Ma4CL genes in stems (a–d) and roots (e–h) showed different responses. Ma4CL1 and Ma4CL2 expression in stems peaked at 1 and 12 h, respectively, while Ma4CL3 and Ma4CL4 expression did not change significantly. However, Ma4CL3 expression in roots reached its maximum after 3 h, while the expression levels of the other genes increased gradually and reached their maxima after 24 h of treatment. Significant differences (p < 0.05) among treatment are marked with “*”. After 4 d of ABA treatment (i), although all of the RERS were significantly up-regulated, Ma4CL3 expression was only up-regulated 3.46-fold, while Ma4CL1, Ma4CL2, and Ma4CL4 expression was up-regulated approximately 5.23-, 16.50-, and 9.47-, respectively, compared with that of the control (“*” indicates p < 0.01). (j) The ratio of root length and stem length changed significantly under ABA treatment, and taproots became sturdier than control, and the number of root hairs increased significantly. Error bars on each column indicate SDs from three replicates.

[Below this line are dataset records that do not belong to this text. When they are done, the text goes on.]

PR #2144, opened 2019-12-03
add equals/hashCode and toString to MountableFile

t1:
`MountableFile` is used as a key in a `HashMap` but it doesn't override `equals`/`hashcode`.
I didn't experience any problems, but it definitely has potential for screwing up.

And because the change was so trivial, I also added a `toString`.


core/src/main/java/org/testcontainers/utility/MountableFile.java
```diff
@@ -35,6 +37,8 @@
  * An abstraction over files and classpath resources aimed at encapsulating all the complexity of generating
  * a path that the Docker daemon is about to create a volume mount for.
  */
+@EqualsAndHashCode
```
bsideup: there are a few lazy fields, IMO only `path` should be included

core/src/test/java/org/testcontainers/utility/MountableFileTest.java
```diff
@@ -122,6 +122,26 @@ public void noTrailingSlashesInTarEntryNames() throws Exception {
         }
     }
 
+    @Test
+    public void equalsAndHashCode() throws Exception {
```
bsideup: could use more (parameterized) tests

core/src/main/java/org/testcontainers/utility/MountableFile.java
t1: maybe `path` and `forcedFileMode`? BTW `resourcePath` is not used as a cache, so it's recalculated every time and could be a local variable.

bsideup: re `resourcePath` - yeah, that's a leftover

re `forcedFileMode` - but then a Map will have two items for the same path but different file modes.

core/src/test/java/org/testcontainers/utility/MountableFileTest.java
t1: You mean with different file names and modes? Might be a bit over-engineered, considering the actual code is generated ;-)

bsideup: with/without resolved lazy getters, with different modes, with different paths

core/src/main/java/org/testcontainers/utility/MountableFile.java
t1: How's that?

bsideup: if you include `forcedFileMode` into equals/hashCode then it means that it will be a differentiator for the object.

core/src/test/java/org/testcontainers/utility/MountableFileTest.java
t1: I just could check the lazyness by reflection... hmmm....

bsideup: there is no need to check the lazyness. Test that the object is still equals after you call the getters

core/src/main/java/org/testcontainers/utility/MountableFile.java
```diff
@@ -35,6 +37,8 @@
  * An abstraction over files and classpath resources aimed at encapsulating all the complexity of generating
  * a path that the Docker daemon is about to create a volume mount for.
  */
+@EqualsAndHashCode(of = {"path", "forcedFileMode"})
```
bsideup:
```suggestion
@EqualsAndHashCode(of = "path")
```

core/src/main/java/org/testcontainers/utility/MountableFile.java
t1: Oh, I meant: What do you think of my recent push ;-)

bsideup: ooops :D Ok, let's continue the discussion of `forceFileMode` in https://github.com/testcontainers/testcontainers-java/pull/2144#discussion_r353196717

core/src/test/java/org/testcontainers/utility/MountableFileTest.java
t1: Just added tests

core/src/main/java/org/testcontainers/utility/MountableFile.java
t1: Yes, but wouldn't that be confusing. They _are_ different, after all, if their file mode is different. Otherwise, only the path should be the key.

bsideup: > They are different, after all, if their file mode is different

they represent the same path. The forced file mode is only a hint that is used to override the one from the file system (but the target object is the same)

core/src/test/java/org/testcontainers/utility/MountableFileTest.java
t1: and another one: `equalsAndHashCodeDifferWithPath`

core/src/main/java/org/testcontainers/utility/MountableFile.java
t1: I don't agree, but it's more your code than mine ;-)

t1: I just pushed another update

t1:
A lot of checks fail, but they don't seem to be related to my change.

core/src/test/java/org/testcontainers/utility/MountableFileTest.java
```diff
@@ -122,6 +122,59 @@ public void noTrailingSlashesInTarEntryNames() throws Exception {
...
+        assertNotEquals("should not have same hash code", mountableFile1.hashCode(), mountableFile2.hashCode());
+    }
+
+    @Test
+    public void equalsAndHashCodeEvenWithDifferentFileMode() throws Exception {
+        final Path file = createTempFile("somepath");
+        final MountableFile mountableFile1 = MountableFile.forHostPath(file.toString(), 365);
+        final MountableFile mountableFile2 = MountableFile.forHostPath(file.toString(), 356);
+
+        assertEquals("should not be equal", mountableFile1, mountableFile2);
```
bsideup: the message is misleading

t1: fixed

rnorth:
It looks like we've got a real test failure:
```java
    @Test
    public void shouldUseCopyOnlyWithReadOnlyClasspathResources() {
        String resource = "/test_copy_to_container.txt";
        GenericContainer<?> container = new GenericContainer<>()
            .withClasspathResourceMapping(resource, "/readOnly", BindMode.READ_ONLY)
            .withClasspathResourceMapping(resource, "/readOnlyNoSelinux", BindMode.READ_ONLY)

            .withClasspathResourceMapping(resource, "/readOnlyShared", BindMode.READ_ONLY, SelinuxContext.SHARED)
            .withClasspathResourceMapping(resource, "/readWrite", BindMode.READ_WRITE);

        Map<MountableFile, String> copyMap = container.getCopyToFileContainerPathMap();
FAILS-->assertTrue("uses copy for read-only", copyMap.containsValue("/readOnly"));
        assertTrue("uses copy for read-only and no Selinux", copyMap.containsValue("/readOnlyNoSelinux"));

        assertFalse("uses mount for read-only with Selinux", copyMap.containsValue("/readOnlyShared"));
        assertFalse("uses mount for read-write", copyMap.containsValue("/readWrite"));
    }
```

The `copyToFileContainerPathMap` is of type `Map<MountableFile, String>`. Now that it has equals/hashCode it behaves as a key should, and unfortunately `copyToFileContainerPathMap` ends up containing just one entry.

This doesn't seem right - it should be valid for one file to be copied to many places, so the original code seems to be wrong. It really feels like `copyToFileContainerPathMap` should be flipped around to be `Map<String, MountableFile>`. WDYT @bsideup ?

t1:
@rnorth: ... or it could be a `Map<MountableFile, Set<String>>`, which would be more clear about the intent.

Actually also the file mode should probably be part of the target, as the same file can end up at multiple locations with different modes, but I guess that would mean a breaking API change.

rnorth:
Perhaps we don’t actually need the container to be a map at all..? For our own usage we only care about iterating over the mount points, so this really just needs to be a list internally. De-duplication is not something we _have_ to do; indeed currently we’ll just be letting Docker figure it out.

We don’t have a `Triple` class yet, but it would essentially be a `List<Triple<MountableFile, String, BindMode>>` (where the `String` is the destination path).

To avoid this being a breaking change we could keep the signature of `getCopyToFileContainerPathMap` as it is, but return an `IdentityHashMap` representation of the underlying List. I’m a bit sceptical that this method is useful for anything other than our unit tests, but we should avoid accidentally breaking it.

rnorth:
@t1 are you interested in continuing with this PR?

t1:
@rnorth : time is — as always — scarce... and this ticket has exploded. It's grown from implementing equals/hasCode to a redesign (even when it's just a small one). I don't think that I'll be able to squeeze out more time for this. My pain with the issue is just too small. It was more of a remove-some-cruft-issue to me.

Maybe it would be better to merge what we have than to wait for the full change?

rnorth:
@t1 sorry, but I think I'll close: as it is, there's a real test failure, so we can't merge it. 

Similarly we're also very time constrained, so I too think that the effort of addressing the comments is not really worth it for a theoretical issue.

Thanks for your attempt to improve things, though.

PR #2151, opened 2019-12-05
Use `inspectNetworkCmd` to get the gateway's IP

bsideup:
To avoid running a container with `ip|awk`, we can simply inspect the `bridge` network instead.

This idea was discovered while hacking on https://github.com/testcontainers/testcontainers-rs/pull/139


rnorth:
I've tested this with our internal derivative of [dind-drone-plugin](https://github.com/testcontainers/dind-drone-plugin) and am happy that it behaves consistently in even our slightly complicated DinD setup 😄.

PR #2152, opened 2019-12-05
Remove Python runtime.txt to use default fallback

kiview:
Just for checking if it works...


rnorth:
We've fixed by configuring Netlify to use the latest Xenial image for builds, so I think we can safely close.

PR #2170, opened 2019-12-12
Implement `withUsername` method to SQLServer

yorlov:


rnorth:
Sorry for the super late review.

I can't see any code that tells the container which username to use. 

The flow of `password` from `withPassword` method is good to contrast with: it sets an environment variable on the container so that the DB uses a different password, and also makes the new password available for the `getPassword()` method. Both aspects are required.

PR #2176, opened 2019-12-14
Move `execInContainer` and `copy*` to `ContainerState`

bsideup:


core/src/main/java/org/testcontainers/containers/GenericContainer.java
```diff
@@ -1324,87 +1324,9 @@ public synchronized Info fetchDockerDaemonInfo() throws IOException {
...
-    }
-
-    /**
-     * {@inheritDoc}
-     */
-    @Override
-    public ExecResult execInContainer(Charset outputCharset, String... command)
-            throws UnsupportedOperationException, IOException, InterruptedException {
-        return ExecInContainerPattern.execInContainer(getContainerInfo(), outputCharset, command);
+        Container.super.copyFileFromContainer(containerPath, destinationPath);
```
bsideup: because it was defined as `throws IOException, InterruptedException` in `Container`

Fig 10. Subcellular localization of the Ma4CL3 protein.

(a) EGFP, Ma4CL3::EGFP, and the EGFP::Ma4CL3 fusion strategies. (b) The positive control was a transfected plasmid containing EGFP alone. DAPI was used to indicate the nucleus. It was observed that Ma4CL3 localized to the cytomembrane mainly.

Fig 11. Fermentation test and HPLC detected.

(a) Biosynthesis routes of resveratrol constructed in recombinant E. coli.. Standard chromatograms of resveratrol (b) and the ethyl acetate extract (c). Peak 1 represents 4-cinnamate acid, and peak 2 represents resveratrol.